Élue à l'unanimité, Maymounati Moussa devient la nouvelle présidente de la Délégation aux Outre-mer du Conseil économique, social et environnemental. Une nomination symbolique pour la représentante du bassin océan Indien, qui entend faire des territoires ultramarins un levier stratégique pour la France.
Ce n'est pas une élection qui fera les gros titres. Pourtant, elle compte.
Maymounati Moussa, représentante du bassin océan Indien au Conseil économique, social et environnemental (CESE), vient d'être élue à l'unanimité présidente de la Délégation aux Outre-mer. Une fonction stratégique dans une institution chargée de faire remonter les préoccupations de la société civile jusqu'au gouvernement.
"Un investissement stratégique pour la Nation"

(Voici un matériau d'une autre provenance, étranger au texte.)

PR #939, opened 2018-07-29
Remove neighbourlist in distance tables

ye-luo:
The neighbour lists carried by distance tables are removed. The only consumer, NLPP evaluation, is updated with an interchange of ion and electron loop.

The neighbour list is supposed to be global. For example, the neighbour list for the electrons near an ion within a cutoff can be used for J1, J3, NLPP, Coulomb. However, due to the need of different cutoffs, the neighbour list cutoff needs to be chosen the maximal value and then filtering is applied again per use. So this actually becomes not efficient. Due to the need of extra memory and consistency maintaining, the neighbour list becomes unfavourable. Thus removed.

### DIFF
--- a/src/Particle/AsymmetricDistanceTableData.h
+++ b/src/Particle/AsymmetricDistanceTableData.h
@@ -172,7 +172,7 @@ struct AsymmetricDTD
   }
 
   ///not so useful inline but who knows
-  inline void evaluate(ParticleSet& P, bool update_neighbor_list)
+  inline void evaluate(ParticleSet& P)
   {
     const int ns=N[SourceIndex];
     const int nt=N[VisitorIndex];
@@ -186,7 +186,7 @@ struct AsymmetricDTD
   {
     APP_ABORT("  No need to call AsymmetricDTD::evaluate(ParticleSet& P, int jat)");
     //based on full evaluation. Only compute it if jat==0
-    if(jat==0) evaluate(P,true);
+    if(jat==0) evaluate(P);
   }
 
   ///evaluate the temporary pair relations
--- a/src/Particle/DistanceTableAA.cpp
+++ b/src/Particle/DistanceTableAA.cpp
@@ -86,7 +86,6 @@ DistanceTableData* createDistanceTable(ParticleSet& s, int dt_type)
           dt = new  SymmetricDTD<RealType,DIM,PPPS>(s,s);
         }
       }
-      o << "    Setting Rmax = " << s.Lattice.SimulationCellRadius << std::endl;
     }
   }
   else if(sc == SUPERCELL_SLAB)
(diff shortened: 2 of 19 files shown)


jtkrogel:
I would have thought that reconstructing a neighbor list for each use separately (J1, J3, NLPP, etc) would have been more expensive, with the added expense growing in the large N limit.  The added check due to cutoff differences is always O(N) rather than O(N^2).  The fact that it is not used apart from NLPP is actually a better argument for the need to generalize its use rather than its removal.

On related note, I am currently implementing a potential that uses the same cutoff as NLPP, so I would very much like to reuse rather than recompute the O(N^2) neighbor list.

prckent:
I generally agree with this simplification, but lets make sure we have considered all the possibilities and are moving in the right direction.

We are optimizing for N from 10-10000

- For small N, any recomputation can be done in cache, and is not very relevant to this discussion
- A global N^2 neighbor list is not scalable with large N
- A "per use" neighbor list benefits from applying unique cutoffs, as you describe
- However, we do lose some reuse possibilities e.g. common one body electron-ion and three-body electron-ion cutoffs, or at least using e.g. a larger electron-ion one-body cutoff to prescreen the three-body term. (I don't believe we do this currently).

Questions: 

- What is the speed of the full range of NiO supercells after this PR? If the logic is correct, the largest should be faster and the smallest little different.
- What is the actual % of time spend doing the neighbor computation versus cell size today?
- We have not discussed (at least on GitHub) adding any kind of Verlet list, or similar hierarchical method to avoid recomputing all the distances each particle move. This has formally better scaling, but one could argue our particle counts are too small. Is there any real citable data  or a  review article that proves this is the case? This is something we might considering introducing later, but if there have been discussions & consideration given we should capture some of that here.

jtkrogel:
@prckent I don't follow your second point: "A global N^2 neighbor list is not scalable with large N".  A neighbor list within a cutoff/cell table is both O(N) in memory and O(N) in use.  Am I missing something?

ye-luo:
Performance wise. I saw 0.5% faster on BGQ with 1000 electrons and NiO 512 atom cell less of 1% change. The NiO case saves 1GB memory.

jtkrogel:
So it is the full neighbor table rather than a neighbor list that uses distance cutoffs.  Fine with me if we remove it.

I guess we will just do full N^2 for short-ranged potential terms until this shows up on a computational intensity profile.

prckent:
Is the following correct? I will update based on comments.

The full e-e neighbor list (N^2 cost) will be recomputed:

- Coulomb e-e potential
- Two body Jastrow e-e 

The electron-ion distances are recomputed (NM cost):

- Local electron-ion
- Non-local electron-ion
- One body jastrow
- Three body jastrow (full e-e is not needed because e-i is screened first)

prckent:
@ye-luo Particle by particle updates are the ideal textbook case for neighbor tables.

ye-luo:
There is no recompute in most cases.
The distance tables are updated on the fly during moves.
e-e table is used by
- Coulomb e-e
- Two body Jastrow e-e
- Three body Jastrow e-e

e-I table is used by
- Local electron-ion
- Non-local electron-ion
- One body Jastrow
- Three body Jastrow (cutoff input based on e-e, cutoff/2 is applied on e-I). A e-I neighbour list is carried internally.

Au moment de présenter sa candidature, elle a donné le ton. Pour elle, les Outre-mer ne doivent plus être considérés "comme une charge à compenser", mais comme "un investissement stratégique pour la Nation". Elle veut faire des territoires ultramarins "l'un des moteurs de la puissance économique, maritime, environnementale et géopolitique française du XXIᵉ siècle".
Sa mission sera désormais de piloter les travaux de la délégation et de veiller à ce que les réalités des Outre-mer trouvent davantage d'écho dans les avis rendus par le CESE. Elle sera épaulée par Nadine Hafidou et Sabine Roux de Bézieux, élues vice-présidentes.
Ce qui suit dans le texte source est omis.